• _ACTION ITEM_: Write the records out again in full, word for word.

• _DATASET_:
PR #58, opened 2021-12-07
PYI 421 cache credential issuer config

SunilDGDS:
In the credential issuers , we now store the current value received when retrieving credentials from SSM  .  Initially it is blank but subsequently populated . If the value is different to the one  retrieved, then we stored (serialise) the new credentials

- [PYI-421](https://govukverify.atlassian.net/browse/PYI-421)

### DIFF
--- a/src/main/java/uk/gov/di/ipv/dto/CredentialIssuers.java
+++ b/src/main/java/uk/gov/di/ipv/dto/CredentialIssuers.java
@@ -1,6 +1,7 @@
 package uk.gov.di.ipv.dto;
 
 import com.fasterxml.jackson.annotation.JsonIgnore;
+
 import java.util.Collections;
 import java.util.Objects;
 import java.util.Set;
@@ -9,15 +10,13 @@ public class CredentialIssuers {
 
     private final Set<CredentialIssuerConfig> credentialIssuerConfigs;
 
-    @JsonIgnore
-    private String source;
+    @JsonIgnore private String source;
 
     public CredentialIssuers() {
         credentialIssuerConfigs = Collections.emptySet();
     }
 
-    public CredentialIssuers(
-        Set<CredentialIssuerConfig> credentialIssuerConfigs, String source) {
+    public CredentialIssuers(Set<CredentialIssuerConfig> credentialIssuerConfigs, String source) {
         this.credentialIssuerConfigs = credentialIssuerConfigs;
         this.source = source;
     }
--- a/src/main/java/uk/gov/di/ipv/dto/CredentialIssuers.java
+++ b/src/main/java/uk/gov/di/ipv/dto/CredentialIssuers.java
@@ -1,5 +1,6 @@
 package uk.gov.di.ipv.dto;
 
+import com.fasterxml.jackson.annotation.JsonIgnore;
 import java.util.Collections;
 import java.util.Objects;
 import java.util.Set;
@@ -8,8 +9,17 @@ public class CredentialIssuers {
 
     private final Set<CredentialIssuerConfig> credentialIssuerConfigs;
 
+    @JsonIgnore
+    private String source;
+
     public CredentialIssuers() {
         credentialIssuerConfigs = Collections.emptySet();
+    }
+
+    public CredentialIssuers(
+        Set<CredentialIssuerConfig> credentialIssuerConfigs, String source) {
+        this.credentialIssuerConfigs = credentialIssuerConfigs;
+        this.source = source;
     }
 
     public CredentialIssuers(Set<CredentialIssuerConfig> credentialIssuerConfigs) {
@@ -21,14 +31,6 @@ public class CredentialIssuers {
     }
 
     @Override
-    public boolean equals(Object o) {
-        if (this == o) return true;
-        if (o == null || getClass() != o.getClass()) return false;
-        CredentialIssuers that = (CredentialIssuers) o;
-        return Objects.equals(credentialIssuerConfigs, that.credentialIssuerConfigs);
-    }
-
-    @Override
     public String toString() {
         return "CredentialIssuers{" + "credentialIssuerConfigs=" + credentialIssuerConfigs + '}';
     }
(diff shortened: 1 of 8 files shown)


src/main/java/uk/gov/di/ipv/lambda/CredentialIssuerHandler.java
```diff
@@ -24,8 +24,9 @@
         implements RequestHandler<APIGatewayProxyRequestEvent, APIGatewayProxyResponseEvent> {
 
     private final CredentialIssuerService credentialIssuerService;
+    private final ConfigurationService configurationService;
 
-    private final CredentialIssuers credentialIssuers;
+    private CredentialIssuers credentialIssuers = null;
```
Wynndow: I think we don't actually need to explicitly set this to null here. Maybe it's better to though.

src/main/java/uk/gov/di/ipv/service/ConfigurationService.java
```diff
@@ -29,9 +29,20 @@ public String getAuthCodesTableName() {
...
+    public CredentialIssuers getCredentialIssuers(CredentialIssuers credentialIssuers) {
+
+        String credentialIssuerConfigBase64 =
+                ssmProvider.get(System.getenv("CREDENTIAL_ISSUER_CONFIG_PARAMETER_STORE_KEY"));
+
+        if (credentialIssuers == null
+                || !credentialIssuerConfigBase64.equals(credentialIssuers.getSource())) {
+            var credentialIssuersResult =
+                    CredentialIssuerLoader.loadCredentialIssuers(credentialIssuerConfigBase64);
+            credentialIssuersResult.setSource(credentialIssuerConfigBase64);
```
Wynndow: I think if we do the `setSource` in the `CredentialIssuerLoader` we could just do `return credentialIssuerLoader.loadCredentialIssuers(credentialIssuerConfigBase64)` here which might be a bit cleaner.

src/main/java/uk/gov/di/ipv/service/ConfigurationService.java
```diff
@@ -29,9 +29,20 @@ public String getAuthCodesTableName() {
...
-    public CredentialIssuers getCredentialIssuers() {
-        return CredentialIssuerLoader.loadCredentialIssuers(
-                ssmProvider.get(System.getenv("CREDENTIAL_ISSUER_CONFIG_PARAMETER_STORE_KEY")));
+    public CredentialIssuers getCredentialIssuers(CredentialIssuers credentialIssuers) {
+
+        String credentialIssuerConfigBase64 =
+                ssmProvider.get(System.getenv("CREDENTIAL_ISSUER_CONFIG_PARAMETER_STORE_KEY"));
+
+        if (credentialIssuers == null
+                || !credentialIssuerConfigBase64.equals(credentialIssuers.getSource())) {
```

• _WRITTEN SOLUTION_:
PR #58, opened 2021-12-07
PYI 421 cache credential issuer config

SunilDGDS:
In the credential issuers , we now store the current value received when retrieving credentials from SSM  .  Initially it is blank but subsequently populated . If the value is different to the one  retrieved, then we stored (serialise) the new credentials

- [PYI-421](https://govukverify.atlassian.net/browse/PYI-421)

### DIFF
--- a/src/main/java/uk/gov/di/ipv/dto/CredentialIssuers.java
+++ b/src/main/java/uk/gov/di/ipv/dto/CredentialIssuers.java
@@ -1,6 +1,7 @@
 package uk.gov.di.ipv.dto;
 
 import com.fasterxml.jackson.annotation.JsonIgnore;
+
 import java.util.Collections;
 import java.util.Objects;
 import java.util.Set;
@@ -9,15 +10,13 @@ public class CredentialIssuers {
 
     private final Set<CredentialIssuerConfig> credentialIssuerConfigs;
 
-    @JsonIgnore
-    private String source;
+    @JsonIgnore private String source;
 
     public CredentialIssuers() {
         credentialIssuerConfigs = Collections.emptySet();
     }
 
-    public CredentialIssuers(
-        Set<CredentialIssuerConfig> credentialIssuerConfigs, String source) {
+    public CredentialIssuers(Set<CredentialIssuerConfig> credentialIssuerConfigs, String source) {
         this.credentialIssuerConfigs = credentialIssuerConfigs;
         this.source = source;
     }
--- a/src/main/java/uk/gov/di/ipv/dto/CredentialIssuers.java
+++ b/src/main/java/uk/gov/di/ipv/dto/CredentialIssuers.java
@@ -1,5 +1,6 @@
 package uk.gov.di.ipv.dto;
 
+import com.fasterxml.jackson.annotation.JsonIgnore;
 import java.util.Collections;
 import java.util.Objects;
 import java.util.Set;
@@ -8,8 +9,17 @@ public class CredentialIssuers {
 
     private final Set<CredentialIssuerConfig> credentialIssuerConfigs;
 
+    @JsonIgnore
+    private String source;
+
     public CredentialIssuers() {
         credentialIssuerConfigs = Collections.emptySet();
+    }
+
+    public CredentialIssuers(
+        Set<CredentialIssuerConfig> credentialIssuerConfigs, String source) {
+        this.credentialIssuerConfigs = credentialIssuerConfigs;
+        this.source = source;
     }
 
     public CredentialIssuers(Set<CredentialIssuerConfig> credentialIssuerConfigs) {
@@ -21,14 +31,6 @@ public class CredentialIssuers {
     }
 
     @Override
-    public boolean equals(Object o) {
-        if (this == o) return true;
-        if (o == null || getClass() != o.getClass()) return false;
-        CredentialIssuers that = (CredentialIssuers) o;
-        return Objects.equals(credentialIssuerConfigs, that.credentialIssuerConfigs);
-    }
-
-    @Override
     public String toString() {
         return "CredentialIssuers{" + "credentialIssuerConfigs=" + credentialIssuerConfigs + '}';
     }
(diff shortened: 1 of 8 files shown)


src/main/java/uk/gov/di/ipv/lambda/CredentialIssuerHandler.java
```diff
@@ -24,8 +24,9 @@
         implements RequestHandler<APIGatewayProxyRequestEvent, APIGatewayProxyResponseEvent> {
 
     private final CredentialIssuerService credentialIssuerService;
+    private final ConfigurationService configurationService;
 
-    private final CredentialIssuers credentialIssuers;
+    private CredentialIssuers credentialIssuers = null;
```
Wynndow: I think we don't actually need to explicitly set this to null here. Maybe it's better to though.

src/main/java/uk/gov/di/ipv/service/ConfigurationService.java
```diff
@@ -29,9 +29,20 @@ public String getAuthCodesTableName() {
...
+    public CredentialIssuers getCredentialIssuers(CredentialIssuers credentialIssuers) {
+
+        String credentialIssuerConfigBase64 =
+                ssmProvider.get(System.getenv("CREDENTIAL_ISSUER_CONFIG_PARAMETER_STORE_KEY"));
+
+        if (credentialIssuers == null
+                || !credentialIssuerConfigBase64.equals(credentialIssuers.getSource())) {
+            var credentialIssuersResult =
+                    CredentialIssuerLoader.loadCredentialIssuers(credentialIssuerConfigBase64);
+            credentialIssuersResult.setSource(credentialIssuerConfigBase64);
```
Wynndow: I think if we do the `setSource` in the `CredentialIssuerLoader` we could just do `return credentialIssuerLoader.loadCredentialIssuers(credentialIssuerConfigBase64)` here which might be a bit cleaner.

src/main/java/uk/gov/di/ipv/service/ConfigurationService.java
```diff
@@ -29,9 +29,20 @@ public String getAuthCodesTableName() {
...
-    public CredentialIssuers getCredentialIssuers() {
-        return CredentialIssuerLoader.loadCredentialIssuers(
-                ssmProvider.get(System.getenv("CREDENTIAL_ISSUER_CONFIG_PARAMETER_STORE_KEY")));
+    public CredentialIssuers getCredentialIssuers(CredentialIssuers credentialIssuers) {
+
+        String credentialIssuerConfigBase64 =
+                ssmProvider.get(System.getenv("CREDENTIAL_ISSUER_CONFIG_PARAMETER_STORE_KEY"));
+
+        if (credentialIssuers == null
+                || !credentialIssuerConfigBase64.equals(credentialIssuers.getSource())) {
```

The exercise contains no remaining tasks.